Interestingly enough, dirt citizenship in America did not begin with the Fourteenth Amendment, even though it did expand there.
The British settlement of America began in 1607, at Jamestown, Virginia. The very year after that, the question of dirt citizenship versus birthright citizenship was settled generally in favor of the former with Calvin’s Case.1
Ah, but what is dirt citizenship? What is birthright, or blood, citizenship?
Dirt citizenship, jus soli, or right of the soil, was – my own restatement – a form of citizenship acquired at birth by virtue of owing allegiance to the sovereign, precisely because one was born in territory under his rule. It was a two-way street, the citizen so born owing the sovereign allegiance and the sovereign being bound to protect the citizen through his laws and his arms. Though there was a kind of precedent in the Athenian statesman, Cleisthenes’, abolition of tribes and assignment of the Athenians people to geographically based demes, in the sixth century, BC, and also in the Edict of Caracalla, in 212 AD, the core of our form of dirt citizenship begins with those mutual feudal obligations.
Dirt citizenship now runs not from mutual obligations to the sovereign, as a person, but to the nation as a political entity. (I suppose the Brits might argue the point, today; I speak of America.)

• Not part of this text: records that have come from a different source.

Issue #1157, opened 2018-11-20
Remove warning from grid-[column/row]-end: span X; + grid-area combo


Dan503:
In #1155 we discovered that `grid-column-end: span 2;` is a valid way to make a grid area cell overlap other areas.

```css
.spanning-tile {
    grid-area: tile-5;
    grid-column-end: span 2; /* force an overlap */
}
```

We should remove the warning for `grid-[column/row]-end: span X;`

>You already have a grid-area declaration present in the rule. You should use either grid-area or grid-column-end, not both

fanich37:
Hi, @Dan503 . Is this ok 8dce36d84cfb68ace6990d0629964d81c2cba8e4?

Dan503:
I'm not going to be able to test this until Sunday night. Thanks for looking into this though :)

Dan503:
@fanich37 can you create a pull request for this? It will make it easier to test and merge.

ai:
Closed by https://github.com/postcss/autoprefixer/pull/1159

PR #1159, opened 2018-11-27
Remove warning from grid-[column/row]-end: span X; + grid-area combo …

fanich37:
…(#1157)

* Add clause to warnIfGridRowColumnExists method in lib/hacks/grid-utils.js

* Update tests


ai:
Awesome. Thanks

PR #903, opened 2021-01-04
Make Local Snapshots more Safe

b-butler:
## Description

Prevent `hoomd.Simulation.run` from being called in a local snapshot context manager. This prevents the likely to be most common error in using local snapshots as the device that the data is on may switch multiple times during a run. This does not prevent operations that can operate on a simulation outside of a run from invalidating buffers (for instance if ``BoxResize`` could run on the GPU and a user was accessing the data on a CPU this could overwrite any changes they made). More crucial is this prevents a user from accessing data that has been freed as the result of setting the simulation's state to another snapshot, changing particle number, etc.

## Motivation and context

Helps improve safety when using local snapshots.

## How has this been tested?

A test was added to ensure the proper errors were raised when attempting to run in a local snapshot context manager. A similar test for setting snapshots will soon be added.

## Change log

```
Changed: attempting to run in a local snapshot context manager will now raise a RuntimeError.
Changed: attempting to set the state to a new snapshot in a local snapshot context manager will now raise a RuntimeError.
```

## Checklist:

### DIFF
--- a/hoomd/pytest/test_local_snapshot.py
+++ b/hoomd/pytest/test_local_snapshot.py
@@ -466,12 +466,19 @@ class _TestLocalSnapshots:
                 tags = getattr(snapshot_section, tag_name)
                 property_check(hoomd_buffer, property_dict, tags)
 
-    def test_run_failure(self, simulation_factory, base_snapshot):
+    def test_run_failure(self, simulation_factory):
         sim = simulation_factory()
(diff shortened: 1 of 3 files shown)


b-butler:
@joaander The docs build locally for me, so I am not sure what is happening here.

b-butler:
Doc builds are fixed on #905.

joaander (approved):
Thanks!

Dirt citizenship had and has some limitations, both political and practical. For example, in portions of a country under hostile foreign occupation, no child born to enemies could be said to have acquired citizenship. Moreover, generally dirt citizenship did not run to children born where sovereignty was not effective.2 Further, although not enemies, the children born to diplomats having diplomatic immunity do not become citizens because their parents’ duty is owed not to the sovereign or to our own nation but to a foreign sovereign. Practically, this is necessary lest the children, if deemed to be citizens, be used as hostages against the cooperation of someone who should, in the main, be looking out for the welfare of his own state and sovereign. Maybe better said, we all do it that way so that our own diplomats won’t be held hostage by the exercise of jurisdiction over their children.
Though Calvin’s case settled the question of dirt citizenship, for Britain, at least until partially overturned in 1983, and for us thereafter, it was by no means new law. Indeed, the precedent of the mutual obligations between sovereign and subject that give rise to dirt citizenship go back at least to the thirteenth century, and quite possibly past it.
We, of course, lived under English law until the Revolution and carried over the Common Law, which was already the law of the states, except where expressly refuted by legislation. Among the aspects of the law we continued to respect and follow was dirt citizenship, to include the exclusion for those born in a part of the country where our own sovereignty did not run due to enemy occupation.3
Blood citizenship is acquired from one or both of one’s parents. It may apply to children of citizens born overseas, for states with dirt citizenship, or it may apply within a nation’s borders, for those without dirt citizenship. As mentioned last week, it is the norm for most of the globe.
I am not, personally, aware of any government that requires both parents be citizens, though this sort of rule has been common in the distant past. There is, though, an interesting and amusing theological aspect to the question. People often act by an unstated consensus, thus I would never even attempt to prove that legislators and judges of days long past had this in mind. Still, one notes that it would have been unconscionable for the state of older days to have denied free white men the right to marry whom they willed, except for reasons of state for certain privileged persons bearing unusually serious obligations (royalty, aristocracy), or in the case of enemy populations, or slaves (who, by the way, are enemy populations). Moreover, per Saint Paul, 1 Corinthians 7: 12-144, and the divinely ordained, “And the two shall become one flesh,5” it would have been equally unconscionable, from the theological perspective, to deny the, let us say, foreign-born wife the rights of any other wife, since she is one flesh with her husband, who was legally indistinguishable from any other free white man. I mean, if the Christian wife or husband is enough to sanctify, which is to say, get into Heaven, the pagan husband or wife, who are mere mortals to say that a free woman marrying a citizen does not herself become a citizen as nuch as any other woman?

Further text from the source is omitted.